**ENTRIES SHOWN:**
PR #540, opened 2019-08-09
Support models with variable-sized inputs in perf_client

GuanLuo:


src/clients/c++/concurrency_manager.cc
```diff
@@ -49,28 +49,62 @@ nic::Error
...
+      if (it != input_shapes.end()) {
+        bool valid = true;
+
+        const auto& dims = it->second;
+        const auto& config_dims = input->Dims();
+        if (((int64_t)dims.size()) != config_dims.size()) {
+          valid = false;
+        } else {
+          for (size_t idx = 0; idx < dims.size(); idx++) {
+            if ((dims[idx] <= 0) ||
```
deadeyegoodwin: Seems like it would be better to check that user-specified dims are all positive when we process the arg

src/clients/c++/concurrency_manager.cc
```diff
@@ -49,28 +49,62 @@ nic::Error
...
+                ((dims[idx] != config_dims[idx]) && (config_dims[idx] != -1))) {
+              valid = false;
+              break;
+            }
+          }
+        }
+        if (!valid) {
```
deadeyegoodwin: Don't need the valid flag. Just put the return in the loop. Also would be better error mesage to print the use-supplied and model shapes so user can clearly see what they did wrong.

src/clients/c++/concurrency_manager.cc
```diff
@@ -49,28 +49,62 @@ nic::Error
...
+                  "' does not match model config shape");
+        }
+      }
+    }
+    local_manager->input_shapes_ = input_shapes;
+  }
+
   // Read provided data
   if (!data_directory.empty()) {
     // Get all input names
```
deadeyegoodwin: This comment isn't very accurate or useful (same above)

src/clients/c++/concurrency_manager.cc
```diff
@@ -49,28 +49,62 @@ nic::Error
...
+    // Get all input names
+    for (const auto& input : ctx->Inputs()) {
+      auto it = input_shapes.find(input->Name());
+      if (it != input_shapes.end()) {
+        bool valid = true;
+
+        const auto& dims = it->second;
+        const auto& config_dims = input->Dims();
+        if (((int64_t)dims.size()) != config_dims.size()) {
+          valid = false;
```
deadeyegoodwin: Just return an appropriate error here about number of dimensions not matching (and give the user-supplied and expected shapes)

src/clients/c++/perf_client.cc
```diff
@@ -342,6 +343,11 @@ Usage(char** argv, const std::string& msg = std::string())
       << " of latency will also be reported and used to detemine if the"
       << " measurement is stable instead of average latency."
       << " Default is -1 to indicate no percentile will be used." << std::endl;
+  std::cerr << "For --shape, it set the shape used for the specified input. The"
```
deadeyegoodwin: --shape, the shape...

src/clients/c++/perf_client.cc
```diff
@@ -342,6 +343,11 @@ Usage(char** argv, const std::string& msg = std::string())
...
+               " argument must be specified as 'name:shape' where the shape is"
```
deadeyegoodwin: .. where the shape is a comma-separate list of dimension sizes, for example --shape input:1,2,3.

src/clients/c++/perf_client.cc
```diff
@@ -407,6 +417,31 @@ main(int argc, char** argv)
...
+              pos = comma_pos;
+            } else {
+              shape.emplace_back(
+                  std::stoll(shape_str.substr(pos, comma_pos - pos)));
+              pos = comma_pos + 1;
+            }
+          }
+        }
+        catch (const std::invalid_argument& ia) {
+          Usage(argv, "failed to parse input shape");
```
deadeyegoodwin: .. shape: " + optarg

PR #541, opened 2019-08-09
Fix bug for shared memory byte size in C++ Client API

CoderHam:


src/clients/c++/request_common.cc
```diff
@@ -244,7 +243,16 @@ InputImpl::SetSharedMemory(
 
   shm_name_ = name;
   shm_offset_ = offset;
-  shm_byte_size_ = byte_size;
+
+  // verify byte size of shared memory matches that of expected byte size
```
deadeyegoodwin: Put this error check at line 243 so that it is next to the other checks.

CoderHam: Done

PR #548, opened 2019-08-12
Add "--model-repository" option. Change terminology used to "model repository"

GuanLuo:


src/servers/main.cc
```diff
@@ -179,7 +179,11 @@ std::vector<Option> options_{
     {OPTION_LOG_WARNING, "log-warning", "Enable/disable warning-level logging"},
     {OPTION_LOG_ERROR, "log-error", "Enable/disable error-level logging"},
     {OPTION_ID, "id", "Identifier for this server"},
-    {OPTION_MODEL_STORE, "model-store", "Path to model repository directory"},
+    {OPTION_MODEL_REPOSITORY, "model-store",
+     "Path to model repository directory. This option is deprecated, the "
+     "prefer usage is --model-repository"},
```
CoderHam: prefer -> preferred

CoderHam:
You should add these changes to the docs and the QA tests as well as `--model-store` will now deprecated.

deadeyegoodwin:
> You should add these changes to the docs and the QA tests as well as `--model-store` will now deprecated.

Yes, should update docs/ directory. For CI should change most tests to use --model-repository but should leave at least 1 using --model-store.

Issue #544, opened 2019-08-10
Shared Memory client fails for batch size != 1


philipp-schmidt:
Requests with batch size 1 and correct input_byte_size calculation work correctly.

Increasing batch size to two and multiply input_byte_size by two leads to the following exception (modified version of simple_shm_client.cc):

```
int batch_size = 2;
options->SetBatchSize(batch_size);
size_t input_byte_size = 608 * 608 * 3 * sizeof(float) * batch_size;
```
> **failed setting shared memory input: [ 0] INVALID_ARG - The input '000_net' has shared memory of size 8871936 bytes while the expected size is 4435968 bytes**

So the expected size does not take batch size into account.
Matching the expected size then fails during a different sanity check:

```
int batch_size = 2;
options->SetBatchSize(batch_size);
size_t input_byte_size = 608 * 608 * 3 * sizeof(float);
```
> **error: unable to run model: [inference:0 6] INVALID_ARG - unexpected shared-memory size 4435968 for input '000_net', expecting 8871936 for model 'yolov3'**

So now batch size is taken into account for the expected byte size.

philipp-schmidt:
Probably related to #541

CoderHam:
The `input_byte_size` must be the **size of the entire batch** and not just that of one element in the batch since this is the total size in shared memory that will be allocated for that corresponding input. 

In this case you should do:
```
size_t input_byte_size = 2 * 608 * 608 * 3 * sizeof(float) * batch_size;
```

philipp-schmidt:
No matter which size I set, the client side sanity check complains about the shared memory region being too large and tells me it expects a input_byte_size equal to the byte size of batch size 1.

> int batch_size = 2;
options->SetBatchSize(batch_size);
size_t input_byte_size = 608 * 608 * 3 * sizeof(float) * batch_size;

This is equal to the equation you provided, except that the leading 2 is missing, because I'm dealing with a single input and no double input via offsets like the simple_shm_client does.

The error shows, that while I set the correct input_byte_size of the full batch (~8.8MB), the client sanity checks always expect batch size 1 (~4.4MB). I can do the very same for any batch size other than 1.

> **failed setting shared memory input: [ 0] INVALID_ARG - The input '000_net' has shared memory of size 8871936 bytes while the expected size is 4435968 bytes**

--

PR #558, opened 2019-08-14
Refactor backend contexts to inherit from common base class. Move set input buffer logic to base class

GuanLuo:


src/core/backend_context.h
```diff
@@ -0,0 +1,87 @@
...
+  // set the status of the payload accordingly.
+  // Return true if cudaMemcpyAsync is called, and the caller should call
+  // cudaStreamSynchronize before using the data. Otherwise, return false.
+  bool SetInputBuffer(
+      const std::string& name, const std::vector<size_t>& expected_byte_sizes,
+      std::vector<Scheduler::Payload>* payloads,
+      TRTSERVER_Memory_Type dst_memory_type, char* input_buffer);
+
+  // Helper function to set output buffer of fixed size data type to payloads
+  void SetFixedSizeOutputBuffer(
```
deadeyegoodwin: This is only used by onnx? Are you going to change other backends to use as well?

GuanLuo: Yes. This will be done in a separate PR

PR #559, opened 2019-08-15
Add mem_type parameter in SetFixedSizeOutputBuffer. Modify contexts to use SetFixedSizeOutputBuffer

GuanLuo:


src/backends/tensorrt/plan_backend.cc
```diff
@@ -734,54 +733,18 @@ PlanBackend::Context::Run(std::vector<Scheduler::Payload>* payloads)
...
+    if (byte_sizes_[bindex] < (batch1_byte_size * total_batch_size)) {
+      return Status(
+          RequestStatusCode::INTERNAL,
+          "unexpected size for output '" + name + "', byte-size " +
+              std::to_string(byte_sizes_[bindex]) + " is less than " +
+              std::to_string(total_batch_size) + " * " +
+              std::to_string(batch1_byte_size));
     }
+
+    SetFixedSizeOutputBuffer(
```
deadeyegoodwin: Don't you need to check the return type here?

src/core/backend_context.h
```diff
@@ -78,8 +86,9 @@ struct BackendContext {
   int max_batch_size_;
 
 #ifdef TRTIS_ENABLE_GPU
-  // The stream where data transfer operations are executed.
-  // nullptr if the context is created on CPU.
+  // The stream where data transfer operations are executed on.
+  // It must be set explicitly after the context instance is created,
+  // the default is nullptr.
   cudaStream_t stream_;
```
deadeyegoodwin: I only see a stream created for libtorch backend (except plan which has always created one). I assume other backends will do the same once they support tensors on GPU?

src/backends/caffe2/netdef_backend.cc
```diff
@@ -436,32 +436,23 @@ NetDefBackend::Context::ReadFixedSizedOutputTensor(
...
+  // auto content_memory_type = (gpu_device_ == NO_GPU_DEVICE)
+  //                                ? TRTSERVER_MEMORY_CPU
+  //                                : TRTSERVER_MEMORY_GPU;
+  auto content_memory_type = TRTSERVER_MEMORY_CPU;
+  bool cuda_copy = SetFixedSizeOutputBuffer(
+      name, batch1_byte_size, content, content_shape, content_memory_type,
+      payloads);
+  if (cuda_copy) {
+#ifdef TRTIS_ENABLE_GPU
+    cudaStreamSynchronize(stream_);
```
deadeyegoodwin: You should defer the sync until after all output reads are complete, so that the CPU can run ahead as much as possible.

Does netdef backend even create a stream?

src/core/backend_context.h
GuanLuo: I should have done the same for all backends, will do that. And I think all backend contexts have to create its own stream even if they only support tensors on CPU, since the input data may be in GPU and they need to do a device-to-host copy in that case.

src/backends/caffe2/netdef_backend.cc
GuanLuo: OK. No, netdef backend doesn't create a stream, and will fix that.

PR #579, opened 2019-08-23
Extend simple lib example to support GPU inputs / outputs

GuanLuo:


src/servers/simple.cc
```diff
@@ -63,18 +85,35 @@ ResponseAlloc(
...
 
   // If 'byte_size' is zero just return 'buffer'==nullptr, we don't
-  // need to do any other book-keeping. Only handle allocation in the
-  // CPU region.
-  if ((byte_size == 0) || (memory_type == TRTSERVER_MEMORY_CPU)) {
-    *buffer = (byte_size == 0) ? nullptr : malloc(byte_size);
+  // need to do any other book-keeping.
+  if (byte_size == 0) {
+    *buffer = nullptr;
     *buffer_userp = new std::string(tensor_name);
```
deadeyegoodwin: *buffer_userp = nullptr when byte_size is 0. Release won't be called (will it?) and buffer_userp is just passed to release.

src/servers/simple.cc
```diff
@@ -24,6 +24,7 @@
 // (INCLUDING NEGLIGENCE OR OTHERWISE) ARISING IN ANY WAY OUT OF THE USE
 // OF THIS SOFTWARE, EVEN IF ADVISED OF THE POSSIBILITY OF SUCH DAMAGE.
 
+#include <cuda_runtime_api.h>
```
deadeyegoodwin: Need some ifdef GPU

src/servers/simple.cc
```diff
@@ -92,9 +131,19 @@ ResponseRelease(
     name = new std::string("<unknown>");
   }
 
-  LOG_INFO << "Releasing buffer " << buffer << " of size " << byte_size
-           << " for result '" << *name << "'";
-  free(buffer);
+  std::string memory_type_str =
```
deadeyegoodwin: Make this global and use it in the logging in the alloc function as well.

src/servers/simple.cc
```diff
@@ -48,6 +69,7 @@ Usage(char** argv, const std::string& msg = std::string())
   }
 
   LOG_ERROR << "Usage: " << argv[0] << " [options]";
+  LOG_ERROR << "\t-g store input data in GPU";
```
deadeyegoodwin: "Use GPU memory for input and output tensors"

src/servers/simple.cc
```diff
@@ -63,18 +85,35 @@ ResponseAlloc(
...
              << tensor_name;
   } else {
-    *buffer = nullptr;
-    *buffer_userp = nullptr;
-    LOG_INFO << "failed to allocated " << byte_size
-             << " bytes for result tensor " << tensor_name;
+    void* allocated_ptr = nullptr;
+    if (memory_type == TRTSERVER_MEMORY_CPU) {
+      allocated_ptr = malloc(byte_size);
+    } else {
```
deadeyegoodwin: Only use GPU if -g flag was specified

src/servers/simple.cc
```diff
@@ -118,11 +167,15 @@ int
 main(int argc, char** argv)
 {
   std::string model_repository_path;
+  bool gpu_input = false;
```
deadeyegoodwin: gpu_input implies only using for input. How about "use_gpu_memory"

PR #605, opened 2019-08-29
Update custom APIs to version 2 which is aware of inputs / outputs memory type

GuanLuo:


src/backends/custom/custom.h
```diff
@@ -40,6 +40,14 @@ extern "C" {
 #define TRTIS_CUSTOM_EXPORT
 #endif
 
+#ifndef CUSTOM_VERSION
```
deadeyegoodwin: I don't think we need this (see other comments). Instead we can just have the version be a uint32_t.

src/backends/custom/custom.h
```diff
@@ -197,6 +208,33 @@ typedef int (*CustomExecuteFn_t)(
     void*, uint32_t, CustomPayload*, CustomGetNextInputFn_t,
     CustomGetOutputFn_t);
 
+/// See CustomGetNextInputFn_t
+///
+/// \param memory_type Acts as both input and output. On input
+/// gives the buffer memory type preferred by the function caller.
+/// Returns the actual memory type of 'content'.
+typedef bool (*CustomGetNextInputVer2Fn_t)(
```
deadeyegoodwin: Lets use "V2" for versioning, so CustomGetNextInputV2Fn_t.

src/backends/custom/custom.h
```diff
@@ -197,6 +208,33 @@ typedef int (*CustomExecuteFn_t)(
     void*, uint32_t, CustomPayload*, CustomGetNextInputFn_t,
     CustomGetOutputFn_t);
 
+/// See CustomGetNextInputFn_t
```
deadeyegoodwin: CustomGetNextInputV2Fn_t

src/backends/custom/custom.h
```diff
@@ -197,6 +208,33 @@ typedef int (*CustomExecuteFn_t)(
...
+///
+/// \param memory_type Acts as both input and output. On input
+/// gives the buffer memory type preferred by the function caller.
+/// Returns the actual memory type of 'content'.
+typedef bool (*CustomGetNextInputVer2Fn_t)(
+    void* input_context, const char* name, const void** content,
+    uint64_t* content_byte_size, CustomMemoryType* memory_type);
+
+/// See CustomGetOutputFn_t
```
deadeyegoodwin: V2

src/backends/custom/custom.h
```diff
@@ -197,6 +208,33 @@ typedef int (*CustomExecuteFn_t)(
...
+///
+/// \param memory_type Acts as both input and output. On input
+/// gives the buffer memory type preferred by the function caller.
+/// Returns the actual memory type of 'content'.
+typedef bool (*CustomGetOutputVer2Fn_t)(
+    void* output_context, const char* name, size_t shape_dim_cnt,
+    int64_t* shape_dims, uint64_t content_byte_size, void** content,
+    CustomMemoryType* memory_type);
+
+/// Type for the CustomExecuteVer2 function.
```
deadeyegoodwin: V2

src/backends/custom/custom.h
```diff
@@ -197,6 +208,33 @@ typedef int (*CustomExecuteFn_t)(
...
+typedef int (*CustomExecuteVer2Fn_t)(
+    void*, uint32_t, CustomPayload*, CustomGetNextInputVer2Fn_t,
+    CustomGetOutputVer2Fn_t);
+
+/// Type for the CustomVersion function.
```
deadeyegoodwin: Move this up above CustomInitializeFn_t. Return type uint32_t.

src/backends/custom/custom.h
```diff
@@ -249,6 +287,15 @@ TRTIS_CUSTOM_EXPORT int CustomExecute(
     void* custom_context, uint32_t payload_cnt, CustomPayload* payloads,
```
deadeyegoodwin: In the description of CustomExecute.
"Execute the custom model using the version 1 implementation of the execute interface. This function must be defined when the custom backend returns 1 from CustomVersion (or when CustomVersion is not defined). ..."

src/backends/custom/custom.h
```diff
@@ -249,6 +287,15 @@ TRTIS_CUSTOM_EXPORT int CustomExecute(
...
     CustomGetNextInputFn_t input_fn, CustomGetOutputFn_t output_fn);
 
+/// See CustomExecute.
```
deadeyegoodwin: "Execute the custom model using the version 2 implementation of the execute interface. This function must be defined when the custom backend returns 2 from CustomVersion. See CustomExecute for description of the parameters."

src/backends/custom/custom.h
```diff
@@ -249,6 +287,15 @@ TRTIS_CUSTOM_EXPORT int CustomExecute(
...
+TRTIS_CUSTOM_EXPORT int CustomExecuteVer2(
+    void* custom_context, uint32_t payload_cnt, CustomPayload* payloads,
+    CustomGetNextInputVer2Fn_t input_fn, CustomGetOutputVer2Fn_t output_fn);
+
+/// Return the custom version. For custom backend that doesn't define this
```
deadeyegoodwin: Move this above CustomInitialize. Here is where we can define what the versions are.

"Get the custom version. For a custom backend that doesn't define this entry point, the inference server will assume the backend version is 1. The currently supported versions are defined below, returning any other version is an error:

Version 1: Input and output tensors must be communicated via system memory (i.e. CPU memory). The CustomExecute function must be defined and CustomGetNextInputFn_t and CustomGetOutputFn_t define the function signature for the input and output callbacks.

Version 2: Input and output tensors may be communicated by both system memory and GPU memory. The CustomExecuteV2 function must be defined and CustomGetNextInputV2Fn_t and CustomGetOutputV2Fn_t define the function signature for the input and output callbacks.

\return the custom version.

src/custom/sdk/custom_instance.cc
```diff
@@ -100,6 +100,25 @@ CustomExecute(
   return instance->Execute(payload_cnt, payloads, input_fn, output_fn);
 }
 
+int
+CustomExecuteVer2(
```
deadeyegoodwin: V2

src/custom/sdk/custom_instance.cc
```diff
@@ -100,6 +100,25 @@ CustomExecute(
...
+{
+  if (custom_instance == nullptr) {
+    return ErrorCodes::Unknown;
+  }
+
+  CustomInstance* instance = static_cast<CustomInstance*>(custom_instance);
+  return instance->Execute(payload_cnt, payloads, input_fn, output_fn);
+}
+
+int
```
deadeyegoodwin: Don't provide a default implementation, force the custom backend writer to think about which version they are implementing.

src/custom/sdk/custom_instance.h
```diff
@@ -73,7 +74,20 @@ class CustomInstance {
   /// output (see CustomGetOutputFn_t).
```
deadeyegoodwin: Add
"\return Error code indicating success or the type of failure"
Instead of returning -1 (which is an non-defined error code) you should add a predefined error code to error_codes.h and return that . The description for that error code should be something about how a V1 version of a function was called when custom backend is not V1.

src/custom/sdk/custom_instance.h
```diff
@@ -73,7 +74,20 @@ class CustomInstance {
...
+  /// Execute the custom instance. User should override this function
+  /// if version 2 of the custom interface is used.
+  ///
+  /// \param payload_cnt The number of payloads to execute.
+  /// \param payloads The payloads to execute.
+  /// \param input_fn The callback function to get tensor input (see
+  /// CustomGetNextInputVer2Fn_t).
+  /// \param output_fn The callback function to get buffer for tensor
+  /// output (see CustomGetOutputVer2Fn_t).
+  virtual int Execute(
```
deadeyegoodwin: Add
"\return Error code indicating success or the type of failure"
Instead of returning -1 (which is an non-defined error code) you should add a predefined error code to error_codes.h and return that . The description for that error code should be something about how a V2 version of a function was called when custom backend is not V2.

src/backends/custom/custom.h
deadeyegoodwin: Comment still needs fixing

**EXERCISE OBJECTIVE:** Reproduce each line in the listing above that mentions the string "failed".

**YOUR RESPONSE:**
+          Usage(argv, "failed to parse input shape");
> **failed setting shared memory input: [ 0] INVALID_ARG - The input '000_net' has shared memory of size 8871936 bytes while the expected size is 4435968 bytes**
> **failed setting shared memory input: [ 0] INVALID_ARG - The input '000_net' has shared memory of size 8871936 bytes while the expected size is 4435968 bytes**
-    LOG_INFO << "failed to allocated " << byte_size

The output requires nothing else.